Mulder and Jagt (2019) demonstrated that the tooth crowns of the putative mosasaur "Globidens" timorensis from West Timor reveal a striking resemblance to those of the Triassic durophagous ichthyosaur genera Tholodus and Xinminosaurus. There they tentatively reassign them to the latter genus as Xinminosaurus(?) timorensis, because provenance of the Chinese taxon is geographically closer to the Timor.

==Description==
The holotype specimen of Xinminosaurus has a total length of 2.32 m, while its skull measures 29 centimeters long. The skull is poorly preserved, which obscures much of its anatomy. The teeth of Xinminosaurus lack constrictions. In the maxillae (back upper tooth-bearing bones) and back parts of the dentaries (lower tooth-bearing bones) they are bulbous but narrow from side to side. The replacement teeth of these bones were not located in the pulp cavities, instead being present as a second row of teeth. The very tips of its jaws, however, may have been toothless, while the teeth at the front of the denataries are cone-shaped.
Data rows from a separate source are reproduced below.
PR #8, opened 2021-11-30
twitter review

alsyoufomar:


style.css
```diff
@@ -0,0 +1,577 @@
+* {
+  margin: 0;
```
Auenc, line 2: This is just a personal preference of mine - but I don't like setting `margin:0` using the the `*` selector, because it'll remove the margin from every element on the page. A lot of elements have margin by default, so this means you would have to re-add the margin for those elements.

style.css
```diff
@@ -0,0 +1,577 @@
...
+  font-size: 16px;
+  margin-top: 2px;
+}
+.tweet-nav {
+  width: 180px;
+  margin-left: 0px;
+  position: relative;
+  top: 20px;
+}
+nav img[alt="myself"] {
```
Auenc, line 213: Great use of the selecting an image with a specific `alt` property!

twitter.html
```diff
@@ -0,0 +1,484 @@
...
+      <div class="search">
+        <div class="search-button">
+          <img src="search.png" alt="search-icon" />
+          <input type="text" placeholder=" Search Twitter" />
+        </div>
+      </div>
+      <header>
+        <h2><span class="home1">Home</span></h2>
+        <div class="effect">
+          <svg viewbox="0 0 24 24" aria-hidden="true" class="star">
```
Auenc, line 23: It's a nice practice to use the `` tag when using SVGs as it reduces the amount of lines in our html file and makes it more readable.

Auenc (approved):
Excellent work! I love the sticky "who to follow" section! 

I've made one or two comments that you could improve on with future exercises :)

alsyoufomar:
Thank u so much Lewis I do appreciate it and I will try to consider your
comments next time, However, Mike taught us this trick (margin = 0) and
without it, it will have a gap around the main container.

PR #13, opened 2021-11-30
twitter-submission

nicopicchio:


index.html
```diff
@@ -0,0 +1,383 @@
...
+                            <img id="profile-photo" src="/img/images/profile.jpg" alt="profile photo" width="80px">
+                        </div>
+
+                        <div id="status-right">
+                            <div id="status-right-top">
+                                <h3>What's happening?</h3>                        
+                            </div>
+                            <div id="status-right-bottom">
+                                <div id="status-right-bottom-svg">
+                                    <svg viewbox="0 0 24 24"><g><path d="M19.75 2H4.25C3.01 2 2 3.01 2 4.25v15.5C2 20.99 3.01 22 4.25 22h15.5c1.24 0 2.25-1.01 2.25-2.25V4.25C22 3.01 20.99 2 19.75 2zM4.25 3.5h15.5c.413 0 .75.337.75.75v9.676l-3.858-3.858c-.14-.14-.33-.22-.53-.22h-.003c-.2 0-.393.08-.532.224l-4.317 4.384-1.813-1.806c-.14-.14-.33-.22-.53-.22-.193-.03-.395.08-.535.227L3.5 17.642V4.25c0-.413.337-.75.75-.75zm-.744 16.28l5.418-5.534 6.282 6.254H4.25c-.402 0-.727-.322-.744-.72zm16.244.72h-2.42l-5.007-4.987 3.792-3.85 4.385 4.384v3.703c0 .413-.337.75-.75.75z"></path><circle cx="8.868" cy="8.309" r="1.542"></circle></g></svg>
```
Auenc, line 124: Might be a nice idea to have these SVGs in a file, and import them with something similar to ``. That way we keep the line count of the HTML lower and our code is more readable.

style.css
```diff
@@ -0,0 +1,421 @@
...
+
+.feed-posts-container p.twitter-post {
+    display: block;
+    margin: 8px 0px;
+    width: 60ch;
+    line-height: 1.5;
+}
+
+.post-image {
+    border-radius: 4px !important;
```
Auenc, line 249: Usually it's a bad idea to use `!important`. Typically when you feel you need to use it, you're often applying the css in the wrong place/on the wrong element. 

The reason why we don't like to use `!important` is because if we ever want to overwrite this style, we will use another `!important`.

Auenc (approved):
Great work! I think the only things I could pick out were the `!important`, using the `` tag for SVGs. I think it would have also been nice if all of you "linkable" elements such as profile pictures/names/hashtags and @s had hover effects, but amazing work overall!

index.html
nicopicchio: Yes I have tried to use `` with the `.svg` inside but it was not working.
I think it's because the part with `xmlns` at the start of the svg file was missing but I have only just realised it doing other stuff.

style.css
nicopicchio: Yes I know it's not great but I didn't know how to overcome the issue and I thought it was a good idea using it in view of the size of the clone. On bigger sites it would be different.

===Postcranial skeleton===
Xinminosaurus has a total of 140 vertebrae. Of these, about 60 are located in front of the hips, a very high number, similar to some other ichthyosaurs. These vertebrae are followed by 3 sacral (hip) vertebrae and 77 caudal (tail) vertebrae. As in other ichthyopterygians, there is a prominent bend in the middle of the tail, where the neural spines slope forwards. In Xinminosaurus, the tail is bent downwards at a 35° angle, starting at caudal vertebra 38.

Each scapula (shoulder blade) is composed of a broad, fan-like blade and a process that forms the shoulder joint, separated by a shaft. The latter of these structures has an outwards-bowed lower end with a notch and extends further forwards than backwards. The coracoids (a pair of shoulder bones) are greater in width than length. Xinminosaurus has short, wide collarbones. The interclavicle (a shoulder bone between the collarbones) does not have a backwards projection.
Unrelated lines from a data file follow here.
PR #16, opened 2021-11-30
Twitter Exercice - Tweak

dan1212111:


mytwitter.html
```diff
@@ -0,0 +1,67 @@
...
+            <ul>
+                <li>logo 1</li>
+                <li>logo2 </li>
+                <li>logo</li>
+                <li>logo</li>
+                <li>logo</li>
+                <li>logo</li>
+                <li>logo</li>
+                <li>logo</li>
+
```
phillipdunn, line 25: unnecessary space

safeguard/safeguard.css
```diff
@@ -0,0 +1,155 @@
+* {
+    box-sizing: border-box;
+    margin: 0%;
+    padding: 0%;
+
```
phillipdunn, line 5: unnecessary space

safeguard/safeguard.css
```diff
@@ -0,0 +1,155 @@
...
+}
+
+#layout {
+    height: 100vh;
+    display: grid;
+    grid-template:
+
```
phillipdunn, line 12: unnecessary space.. i think you get the jist :-)

phillipdunn:
Good effort here, it looks like you have pushed a few half done files that you probably didnt want to, make sure you are only commiting/pushing the code that you actully want to submit in the directory, ommit or get rid of the stuff you dont need. Also a few comments about your code presentation.

dan1212111:
Hi Phil,

Would it be possible to have a more in-depth review of my Twitter exercise? For instance how efficient have I been in getting around the problem? Any unnecessary elements in my code besides the spacings? Was my syntax use appropriate? I need more information to improve upon.

dan1212111:
The most recent file is the correct file.

styles.css
```diff
@@ -0,0 +1,1240 @@
+* {
+    box-sizing: border-box;
+    margin: 0%;
```
Auenc, line 3: This is a personal preference of mine, but I prefer not to set the `margin: 0;` and `padding:0` using the `*` selector. The reason being is that it will remove the margin/padding from every element on the page. 

Personally, I prefer to remove the margin/padding from the html/body elements. That way, you get rid of the initial padding/margin from the page, but also keep the default margin/padding on elements such as the `p` tag (there are many other elements with default padding/margin, but p is just an example)

styles.css
```diff
@@ -0,0 +1,1240 @@
...
+.main-right {
+    grid-area: main-right;
+    min-width: 200px;
+    border-radius: 25px;
+    margin-top: 2mm;
+    margin-right: 2mm;
+    margin-bottom: 2mm;
+    margin-left: 2mm;
+    background-color: rgb(247 249 249);
+    );
```
Auenc, line 978: This is causing an error when trying to view the submission in code sandbox. You might find the solution is working on your machine (browsers can sometimes ignore errors like these and still render the page) but a syntax error like this would cause your webpage to not render when we come to the later modules, so just be careful with it! If visual studio code is showing a filename in red it means there is an error in the file. Typically you'll be able to see where the error is on the right hand side, it should show a small red line next to the scroll bar

tweaktweak.html
```diff
@@ -0,0 +1,371 @@
...
+    <link rel="stylesheet" href="styles.css">
+    <title>🦅tweak</title>
+</head>
+
+<body>
+    <div id="layout">
+        <div class="side"></div>
+        <div class="left-header"><img src="icons/logo-blue.svg"></div>
+        <div class="list-logo">
+            <div class="list-logo1">
```
Auenc, line 16: It's a good idea to have descriptive class names. For instance, what is the difference between `list-logo` and `list-logo1`? Looking at your code (I could be wrong) it looks like `list-logo` might have been better named `list-logo-container`. Or something similar to that :thinking:

tweaktweak.html
```diff
@@ -0,0 +1,371 @@
...
+                    </li>
+                    <li>
+                        <div id="more11">
+                            <img style="vertical-align:middle" src="icons/more-blue.svg">
+                            <span>More</span>
+                        </div>
+                    </li>
+                </ul>
+            </div>
+            <div class="blank-list">
```
Auenc, line 74: I'm not really sure what this list is for? Is it to add spacing to the left hand side of your menu? You might have been able to achieve the same effect using `margin-right` on one of your elements within the left hand menu. Or even padding-left on your list

tweaktweak.html
```diff
@@ -0,0 +1,371 @@
...
+
+
+        <div class="tweak">Tweak</div>
+        <div class="bottom-left">
+            <div id="bottom-profile"><img src="dimages/profile.png"></div>
+            <div id="bottom-info">
+                <h4>Daniel McCarthy</h4>
+                <p>@Dan1212</p>
+            </div>
+            <div id="three-dots"><svg xmlns="http://www.w3.org/2000/svg" xmlns:xlink="http://www.w3.org/1999/xlink"
```
Auenc, line 120: It's a good practice to include SVGs in an `` tag such as ``. This way we reduce the number of lines in our html and make it more readable :)

Auenc: Ah I can see that you've done that lower down ``.

tweaktweak.html
```diff
@@ -0,0 +1,371 @@
...
+                <div id="media"><img src="icons/media.svg"></div>
+                <div id="gif"><img src="icons/gif.svg"></div>
+                <div id="poll"><img src="icons/poll.svg"></div>
+                <div id="emoji"><img src="icons/emoji.svg"></div>
+                <div id="schedule"><img src="icons/schedule.svg"></div>
+            </div>
+            <div id="small-tweak">Tweak</div>
+        </div>
+        <div class="main">
+            <div class="tweak1">
```
Auenc, line 145: I think this goes back to a previous comment, but it's good practice to have descriptive class names. So how does `tweak` differ from `tweak1`, and perhaps try to capture that difference in the class name.

styles.css
```diff
@@ -0,0 +1,1240 @@
...
+    grid-template:
+
+        "side    left-header   left-header     main-header     right-header   side2"50px "side    list-logo     list-logo    middle-main     main-right     side2"15% "side    list-logo    list-logo    main            main-right     side2"1fr "side     tweak         tweak    main              main-right    side2"75px "side     bottom-left  bottom-left     main            bottom-right  side2"70px/ 1fr 0.8fr 1.3fr 6fr 3fr 0.8fr;
+
+}
+
+.side {
+    grid-area: side;
+    background-color: white;
+    ;
```
Auenc, line 20: This `;` isn't needed here

styles.css
```diff
@@ -0,0 +1,1240 @@
...
+    width: 100%;
+    border-radius: 60%;
+}
+
+.list-logo {
+    grid-area: list-logo;
+    display: grid;
+    grid-template-columns: repeat(2, auto);
+    margin-top: 4mm;
+    margin-left: 4mm;
```
Auenc, line 43: It's not really recommended to use `mm` as a unit for creating webpages. It's more useful when creating styles that are specifically designed to be printed as that way the real world measurements relate to the paper being printed.

styles.css
```diff
@@ -0,0 +1,1240 @@
...
+
+    width: 110px;
+    padding-left: 4mm;
+    border-radius: 4cm;
+    margin-top: 2mm;
+}
+
+
+#home:hover {
+    background-color: rgb(231 231 232);
```
Auenc, line 129: Suggested improvement: It looks like you're using this same colour a lot. You could use CSS Vars to create a variable, and reuse it elsewhere in your styles. You can see an example of doing this here: https://www.w3schools.com/css/css3_variables.asp

styles.css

The long limb bones of Xinminosaurus are atypical for an ichthyosaur. The humeri (upper arm bones) of Xinminosaurus bear bladelike projections on their front edges, and Ichthyopterygian characteristic. The middle part of the humeri is not narrower than the ends of the bones. The lower ends of the ulnae (rear lower arm bones) are very large, curving upwards and extending more than halfway up along the shafts. Xinminosaurus has three upper wrist bones, which are rectangular in shape. The ulnares (bones below the ulnae) are the largest of these. Distinctive traits in the wrist of this genus include the coalescence of two of the lower wrist bones, distal carpals 3 and 4, and the absence of a bony distal carpal 1. The other distal carpal, distal carpal 2, is roughly elliptical in shape. While narrower, the metacarpals of Xinminosaurus resemble those of the non-ichthyosaurian ichthyopterygian Utatsusaurus, with the first being the shortest and the third and fourth being the longest. The first four are shaped like hourglasses while the fifth is shaped like a kidney. The number of bones in each digit in the foreflipper is 3, 5, 5, 5, and 2 respectively, small counts for an ichthyosaur. The phalanges (digit bones) are long and at least the upper ones are hourglass-shaped.
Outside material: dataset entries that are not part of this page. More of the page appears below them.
PR #17, opened 2021-11-30
Twitter Submission

7LGnGZkY:


index.html
```diff
@@ -0,0 +1,78 @@
...
+            <input type="text" placeholder="Search Twitter" class="search-twitter">
+            <br><br>
+            <div class="trending">What's happening</div>
+            <div class="trending">2</div>
+            <div class="trending">3</div>
+            <div class="trending">4</div>
+            <div class="trending">5</div>
+        </div>     
+        
+        <!-- <div class ="happening">
```
phillipdunn, line 65: avoid committing commented code, if you don't need it, delete it

style.css
```diff
@@ -0,0 +1,162 @@
...
+}
+
+.layout {
+    display:grid;
+    grid-template-columns: 0.8fr 2fr 1fr;
+    grid-gap: 1em;
+    grid-auto-rows: minmax(100px, auto);
+    padding-inline: 10em;
+    
+    /* border: #333 3px solid; */
```
phillipdunn, line 25: same as above

phillipdunn:
The basic layout is there and well laid out, but a decent part of the task was to add images, icons, and tweets. which are not in there. Tidy looking code, but not quite there.

index.html
```diff
@@ -0,0 +1,244 @@
...
+</head>
+<body>
+    <div class="layout">
+        <div class="left">
+            <div> <a class="logo" href="https://www.twitter.com">
+                <img alt="Twiter" src="images/logo.svg" height="27px">
+                </a> </div>
+            <div></div>
+            <div>
+                <svg viewBox="0 0 24 24" aria-hidden="true" height ="23px" class="r-18jsvk2 r-4qtqp9 r-yyyyoo r-lwhw9o r-dnmrzs r-bnwqim r-1plcrui r-lrvibr"><g><path d="M22.58 7.35L12.475 1.897c-.297-.16-.654-.16-.95 0L1.425 7.35c-.486.264-.667.87-.405 1.356.18.335.525.525.88.525.16 0 .324-.038.475-.12l.734-.396 1.59 11.25c.216 1.214 1.31 2.062 2.66 2.062h9.282c1.35 0 2.444-.848 2.662-2.088l1.588-11.225.737.398c.485.263 1.092.082 1.354-.404.263-.486.08-1.093-.404-1.355zM12 15.435c-1.795 0-3.25-1.455-3.25-3.25s1.455-3.25 3.25-3.25 3.25 1.455 3.25 3.25-1.455 3.25-3.25 3.25z"></path></g></svg>
```
phillipdunn, line 18: svg's should live in thier own file and not in the html, use should use an  tag and then point the src to the path of the svg

index.html
```diff
@@ -0,0 +1,244 @@
...
+    <meta charset="UTF-8">
+    <meta http-equiv="X-UA-Compatible" content="IE=edge">
+    <meta name="viewport" content="width=device-width, initial-scale=1.0">
+    <link rel="stylesheet" href="style.css">
+    <title>Home / Twitter</title>
+</head>
+<body>
+    <div class="layout">
+        <div class="left">
+            <div> <a class="logo" href="https://www.twitter.com">
```
phillipdunn, line 13: <a> you noramlly want to open in a different page/tab so use target="_blank" inside the tag to do this

phillipdunn:
Looking much better, really good effort here. A few comments to help improve, not much else to add. Well done.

The upper and lower hindlimb bones are shorter than those of the forelimb. The upper ends of the tibiae (front lower hindlimb bones) are nearly twice as wide as their lower ends. There are two upper ankle bones in Xinminosaurus, the rear one (calcaneum) larger than the front one (astragalus) and both being vaguely round. The lower ankle bones resemble the lower wrist bones, with an absent distal tarsal 1 and combined distal tarsals 3 and 4. The metatarsals and phalanges are similar to the metacarpals and the phalanges in the foreflippers, although the exact number of phalanges in each digit in the hindflippers is unknown.